PR #53, opened 2026-07-02
wifi: mt76: mt7925: stop advertising MT7927 STR fallback

Ashcal9669:
## Summary

- stop the MT7927 fallback from advertising simultaneous-link and frequency-separation capabilities that firmware does not report
- keep MT7927 MLO enabled through the existing chip-capability fallback
- leave the documented EML capability parsing and monitor-mode paths unchanged

## Root cause

The MT7927 fallback set `MAX_SIMUL_LINKS` and `FREQ_SEP_TYPE_IND` even though the firmware capability data does not report STR support. That caused MLO remain-on-channel setup to select the JOIN/DBDC request path. Firmware granted the first two-link session after reset, then stopped granting identical requests during immediate reconnects, leading to control-port failures and four-way handshake timeouts.

Keeping the default zero `MAX_SIMUL_LINKS` value selects the MLSR ROC request with automatic band selection while preserving MLO support.

## Validation

- built successfully against Linux `7.0.12+deb13-amd64`
- completed two immediate 90-second MLO sessions and one 60-second session after a monitor-mode transition
- every run reported `valid_links=0x3` with links on 2422 MHz and 5260 MHz
- both links installed GTK and IGTK keys
- no unexpected disconnects, control-port failures, four-way handshake timeouts, firmware resets, warnings, or crashes occurred in the run deltas
- monitor/injection regression: 993 packets on 2.4 GHz and 8,228 packets on 5 GHz with zero kernel drops; active probes received responses on both bands

This validates repeat two-link MLSR operation. It does not claim unsupported simultaneous STR operation.

### DIFF
--- a/mt7925/main.c
+++ b/mt7925/main.c
@@ -284,11 +284,6 @@ int mt7925_init_mlo_caps(struct mt792x_phy *phy)
 	ext_capab[0].eml_capabilities = phy->eml_cap;
 	ext_capab[0].mld_capa_and_ops =
 		u16_encode_bits(0, IEEE80211_MLD_CAP_OP_MAX_SIMUL_LINKS);
-	if (is_mt7927(phy->mt76->dev)) {
-		ext_capab[0].mld_capa_and_ops =
-			u16_encode_bits(1, IEEE80211_MLD_CAP_OP_MAX_SIMUL_LINKS) |
-			IEEE80211_MLD_CAP_OP_FREQ_SEP_TYPE_IND;
-	}
 
 	wiphy->flags |= WIPHY_FLAG_SUPPORTS_MLO;
 	wiphy->iftype_ext_capab = ext_capab;


Lucid-Duck:
@Ashcal9669 Been running this on my MT7927 today, and preliminary testing looks good so far, no regressions with the STR advertisement removed. I'd like to put it through more tomorrow before I call it definitive, but the early signs are positive. Will follow up.

Ashcal9669:
@Lucid-Duck 

Understood. For clarity, my testing on 7.0.12+deb13-amd64 verified monitor RX across 2.4/5/6 GHz and active probe injection on 2.4/5 GHz with zero kernel drops. PR #53 also restored repeat two-link MLSR MLO association without claiming unsupported STR operation. I’ll wait for your final test results.

Lucid-Duck:
@Ashcal9669 Ran a fuller A/B on my MT7927 (14c3:7927) against two 3-link MLDs, base vs the change (only those 6 lines), 3 fresh-reset rounds of 8 immediate reconnects each per driver.

On my controlled MLD, base drops immediate reconnects with a 4-way handshake timeout: 4 of 24 failed, 9 Reason: 15=4WAY_HANDSHAKE_TIMEOUT in dmesg. With the change, 0 of 24 and no timeouts. Second MLD (tri-band), same direction: base 6 of 24, change 0 of 24, though those failures weren't 4-way timeouts, so I'd call the first AP the actual reproduction and the second corroborating.

Initial association came up multi-link every time on both drivers, and the change holds full 3-link MLO (2.4 + 5 + 6, EHT 320MHz, ~3.8 Gbit/s), so it isn't falling back to a single link.

Monitor side is unaffected: RX fine on 2.4/5/6, active probe injection works on 2.4 and 5 the same as base, no drops or warnings in dmesg.

Net: base 10/48 immediate-reconnect failures, 0/48 with the change, no regression I can find. No objection from me, and if this goes up to linux-wireless I'm happy to add my Tested-by.

Ashcal9669:
Thanks. I opened the narrowed PR as the minimal mt7925/main.c-only re-arm change, with the unrelated mt7925/mac.c DBDC filter removed.

If this exact minimal version still matches the change you tested, may I carry your Tested-by for the upstream linux-wireless submission?

Please give me the exact line you want used.

Lucid-Duck:
@Ashcal9669 Confirmed. I checked the current #53 (f15c8f1c) and it is exactly what I tested: the removal of the is_mt7927 block in mt7925/main.c that advertised MAX_SIMUL_LINKS=1 and the FREQ_SEP_TYPE_IND flag. My A/B ran against that change, so the tag applies as it stands.

Please use:

```
Tested-by: Devin Wittmayer <lucid_duck@justthetip.ca>
```

Ashcal9669:
Thanks, Devin.

I've amended the commit to include your Tested-by tag.

I'll leave this PR for your review, @morrownr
★ ★ ★ ★
*Problem to work on*.
Write out only those lines that fall between the one containing "If this exact" and the end of the entries, the first and last included, exactly as they read.

*Task result*.
If this exact minimal version still matches the change you tested, may I carry your Tested-by for the upstream linux-wireless submission?

Please give me the exact line you want used.

Lucid-Duck:
@Ashcal9669 Confirmed. I checked the current #53 (f15c8f1c) and it is exactly what I tested: the removal of the is_mt7927 block in mt7925/main.c that advertised MAX_SIMUL_LINKS=1 and the FREQ_SEP_TYPE_IND flag. My A/B ran against that change, so the tag applies as it stands.

Please use:

```
Tested-by: Devin Wittmayer <lucid_duck@justthetip.ca>
```

Ashcal9669:
Thanks, Devin.

I've amended the commit to include your Tested-by tag.

I'll leave this PR for your review, @morrownr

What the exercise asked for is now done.